Repeat the listing below word for word, stopping after the line that contains "Thanks to Chandana".
### RECORD EXCERPTS ###
PR #1575, opened 2024-09-18
ext,util-docker: updated SST to v.14.0.0

kaustav-goswami:
This change updates SST from v.13.0.0 to v.14.0.0. It also adds an updated docker file to test the new version.


powerjg:
How has this been tested?

kaustav-goswami:
> How has this been tested?



> How has this been tested?

I manually tested whether `ext/sst/sst/example.py` works. I did not see a dedicated test for the same. The only test file that I could find was in `tests/deprecated/nightly.sh`, which uses a docker image, which can be created by `util/dockerfiles/sst/Dockerfile`. I am unsure if I need to compile and push the docker image.

BobbyRBruce (approved):
Tested this on my end too. It works fine.

PR #1580, opened 2024-09-19
misc: Make random gen portable across compilers.

aperais:
Replace std::uniform_*_distribution by custom code
to make random number generation in gem5 portable across
compilers.

Of note, FP random number generation was not uniformly
distributed, and this PR does not fix that issue.

Thanks to Chandana S. Deshpande (deshpande.s.chandana@gmail.com)
for uncovering the issue.


aperais:
The current issue with the random number generation method is that it uses `std::uniform_int_distribution` or `std::uniform_real_distribution`  which are implementation dependent. The STL of clang and gcc do not implement it the same way, so simulation results of the same gem5 commit are different if compiled differently (see https://github.com/orgs/gem5/discussions/1517). The mersenne twister used to provide random numbers is not implementation dependent.

The PR replaces the distributions with custom code. I ran an experiment with the old code and the new code to see what the distributions looked like.

**This PR breaks a lot of tests which match some stats against an existing JSON file, because behavior will change slightly. => Actually does not**

## 10M uint16_t random number distribution

Perfect uniform distribution would be for each number to have frequency 1.52.10-5 (each number should appear 152.6 times in the 10M).

Before (avg value: 32762.01, stdev: 18918.84)

image
 
Now (avg value: 32759.92, stdev: 18918.94)

image

## 10M uint16_t between 256 and 10000

Perfect uniform distribution would be for each number to have frequency 1.02.10e-4 (each number should appear 1026 times).

Before (avg value: 5127.31, stdev: 2813.17)

image

After (avg value: 5128.20, stdev: 2813.60)

image


## 10M float

I'm not too well versed in FP arithmetic, so I won't pretend I can compute the expected frequency, however before and after give exactly the same result, suggesting gcc implements `std::uniform_real_distribution` the way I did it. In any case, even the current code seems to have trouble staying uniformly distributed as it will not produce values between 0 and 0.1 very often compared to other values. 

**If someone has a solution to make it "more uniform", feel free to chime in.**

Before (avg value: 0.50, stdev: 0.289)

image

After (Exact same with "Before")

image

Code to generate the numbers is attached (
[randomtest.zip](https://github.com/user-attachments/files/17075036/randomtest.zip)
)  : `g++ -o randomtest randomtest.cpp -O3 --std=c++17 && ./randomtest && python plot.py` (takes a couple minutes).

**Edit: Up to date figures, I had not rerun with 10M (was 50M, but same story)**
**Edit 2: Updated random range code to handle `min == max`**

src/base/random.hh
```diff
@@ -102,18 +101,20 @@ class Random : public Serializable
...
      * @ingroup api_base_utils
      */
     template <typename T>
     typename std::enable_if_t<std::is_integral_v<T>, T>
     random(T min, T max)
     {
-        std::uniform_int_distribution<T> dist(min, max);
-        return dist(gen);
+        assert(min < max);
+        T r = (gen() - min) % (max - min) + min;
```
powerjg: Maybe it already exists, but it would be good to test this with small numbers to make sure the inclusive/exclusive on the limits works. I.e., `random(0, 2)` should return 0, 1, and 2.

src/base/random.hh
```diff
@@ -102,18 +101,20 @@ class Random : public Serializable
     random()
     {
         // [0, 1) for real types
-        std::uniform_real_distribution<T> dist;
-        return dist(gen);
+        return (T) random<uint64_t>() /
```
powerjg: There are limits to this implementation. I.e., the resulting distribution is not perfectly uniform. But I think that's OK in our use case.

powerjg (commented):
Thanks for this change. I'm strongly in favor of finding ways to make gem5 more deterministic.

src/base/random.hh
aperais: That's correct, but also true for the current code. Maybe I can add a `warn` statement.

src/base/random.hh
aperais: Yes, planning to add some of the unit tests I've added for #1534

aperais: Done (see random.test.cc, last test). Btw, is there a guideline regarding files copyrighting?  Since I added some code for testing I put my institution as copyright owner but that may not be how it's supposed to work.

src/base/random.hh
aperais: Done

src/base/random.hh
powerjg: For copyright, you'll have to ask your institution. For instance, here is my institution's policy: https://copyright.universityofcalifornia.edu/resources/copyright-ownership-faqs.html

src/base/random.hh
powerjg: Sorry for not being clear... I was just making a generic comment, not asking you to make any changes. I would vote against having a `warn` statement here so that gem5 is less verbose. I feel like a lot of our warnings are ignored because we have so many already. I would suggest adding a comment. If you think a warning is more appropriate, then it should be `warn_once`.

powerjg (commented):
Other than the `warn` being overly verbose, the change looks good to me!

src/base/random.test.cc
```diff
@@ -0,0 +1,112 @@
...
+
+using namespace gem5;
+
+/**
+ * Checking that default construction uses the default
+ * seed as specified by the standard
+ */
+TEST(Random, DefaultConstruct)
+{
+#ifdef NDEBUG
```
odanrc: These skips should not be added: these are not death tests, so no assertions will be triggered.

src/base/random.test.cc
```diff
@@ -0,0 +1,112 @@
...
+        "stripped out of fast builds";
+#endif
+    Random dut;
+
+    // Count occurences if we want to check
+    // frequencies in the future
+    std::unordered_map<int, int> values;
+
+    for (int i = 0; i < 500; i++) {
+      values[dut.random<int>(0,2)]++;
```
odanrc: Fix indentation

src/base/random.test.cc
```diff
@@ -0,0 +1,112 @@
...
+TEST(Random, RangeCoverage)
+{
+#ifdef NDEBUG
+    GTEST_SKIP() << "Skipping as assertions are "
+        "stripped out of fast builds";
+#endif
+    Random dut;
+
+    // Count occurences if we want to check
+    // frequencies in the future
```
odanrc, line 133: Out of curiosity, how well did the values get distributed? Can we add checks for that, or is that too limiting?

src/base/random.test.cc
```diff
@@ -0,0 +1,112 @@
...
+
+    for (int i = 0; i < 500; i++) {
+      values[dut.random<int>(0,2)]++;
+    }
+
+    ASSERT_EQ(values.count(0), 1);
+    ASSERT_EQ(values.count(1), 1);
+    ASSERT_EQ(values.count(2), 1);
+    ASSERT_EQ(values.size(), 3);
+}
```
odanrc, line 187: Add death test for min > max (this one will need the skip statement)

odanrc, line 187: Could you add a test for min == max?

src/base/random.test.cc
```diff
@@ -0,0 +1,112 @@
...
+#include <gtest/gtest-spi.h>
+#include <gtest/gtest.h>
+
+#include <unordered_map>
+
+#include "base/gtest/logging.hh"
+#include "base/random.hh"
+
+using namespace gem5;
+
```
odanrc, line 38: Could you add equivalent tests for floating points?

src/base/random.hh
```diff
@@ -99,18 +99,22 @@ class Random
...
      */
     template <typename T>
     typename std::enable_if_t<std::is_integral_v<T>, T>
     random(T min, T max)
     {
-        std::uniform_int_distribution<T> dist(min, max);
-        return dist(gen);
+        assert(min <= max);
+        // + 1 to handle cases where min == max
+        T r = (gen() - min) % (max - min + 1) + min;
```
odanrc: Why `- min`? I think this should be:
        T r = gen() % (max - min + 1) + min;

src/base/random.hh
```diff
@@ -99,18 +99,22 @@ class Random
     random()
     {
         // [0, 1) for real types
-        std::uniform_real_distribution<T> dist;
-        return dist(gen);
+        warn("FP random numbers are not uniformly distributed.");
+        return (T) random<uint64_t>() /
```
odanrc: The call to random<uint64_t> adds an unnecessary modulo operation: (gen() % max<uint64_t>) / max<uint64_t>. Any reason not to use gen() directly? Also, could you add parenthesis to where the T casts are being applied to make reading easier?

odanrc (changes requested):

src/base/random.test.cc
aperais: FP API already provides numbers between 0.0 and 1.0, but currently the API does not let the user set another range. I think I did not get what exactly you wanted to test.

src/base/random.hh
aperais: Yes, that works too. Probably I tried to balance it (-min then +min) but it does not make much sense here.

src/base/random.test.cc
aperais: Looping 500 times it's 31%/38.8%/30.2%, looping 20k times it's 34%/33.3%/32.7% so within 1%. Looping 20k is fast enough, I added the frequency test.

Another tidbit is that range random can give you negative numbers if you want, whereas the scalar random is limited to positive integers.

src/base/random.hh
aperais: It's the same as Inria which has some copyright mentions in headers e.g. src/cpu/pred/tage_base.hh, so I think it's as it should be.

src/base/random.test.cc
odanrc: I meant adding something like the following:
```
TEST(RandomCtor, DoubleDefaultConstruct)
{
    // Init seed was default seed 5489
    Random dut;
    // First number corresponds to the default seed
    ASSERT_EQ(dut.random<double>(), 0,837237944); // 14514284786278117030llu / max<uint64_t>
}

TEST(RandomCtor, FloatDefaultConstruct)
{
    // Init seed was default seed 5489
    Random dut;
    // First number corresponds to the default seed
    ASSERT_EQ(dut.random<float>(), the_expected_float_value);
}
```

src/base/random.test.cc
```diff
@@ -0,0 +1,161 @@
...
+    for (int i = 0; i < 10; i++) {
+        ASSERT_EQ(dut.random<int>(0, 0), 0);
+        ASSERT_EQ(dut.random<uint64_t>(1, 1), 1);
+        ASSERT_EQ(dut.random<int>(-1, -1), -1);
+    }
+}
+
+constexpr int loopCount = 30000;
+
+bool within_freq_range(int count)
```
odanrc: The coding style dictates that functions should be in camel case.

Also, could you add documentation to this function? It is clear to me what it does, but it may not be to a future reader

src/base/random.test.cc
aperais: I added the tests, but they seem redundant to me : since float/double are currently based on integer random number generation, the fact that the first integer is the expected one should imply the first float and double are the expected one. Maybe I'm missing out the reason for adding this test : is this about ensuring FP behavior is consistent across different potential host ISA for random number generation ?

odanrc: The way that I see it, we can´t guarantee that the current behavior will be kept forever, so the test helps make sure that if it is ever changed (for example, to provide uniformity in the distribution), it is done consciously, not carelessly.

odanrc (approved):
Thanks for the changes, Arthur. LGTM

aperais:
@powerjg gentle reminder since this PR should get in before the last PR on RNG #1534

powerjg (approved):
###
RESPONSE TO THE EXERCISE ▸
PR #1575, opened 2024-09-18
ext,util-docker: updated SST to v.14.0.0

kaustav-goswami:
This change updates SST from v.13.0.0 to v.14.0.0. It also adds an updated docker file to test the new version.


powerjg:
How has this been tested?

kaustav-goswami:
> How has this been tested?



> How has this been tested?

I manually tested whether `ext/sst/sst/example.py` works. I did not see a dedicated test for the same. The only test file that I could find was in `tests/deprecated/nightly.sh`, which uses a docker image, which can be created by `util/dockerfiles/sst/Dockerfile`. I am unsure if I need to compile and push the docker image.

BobbyRBruce (approved):
Tested this on my end too. It works fine.

PR #1580, opened 2024-09-19
misc: Make random gen portable across compilers.

aperais:
Replace std::uniform_*_distribution by custom code
to make random number generation in gem5 portable across
compilers.

Of note, FP random number generation was not uniformly
distributed, and this PR does not fix that issue.

Thanks to Chandana S. Deshpande (deshpande.s.chandana@gmail.com)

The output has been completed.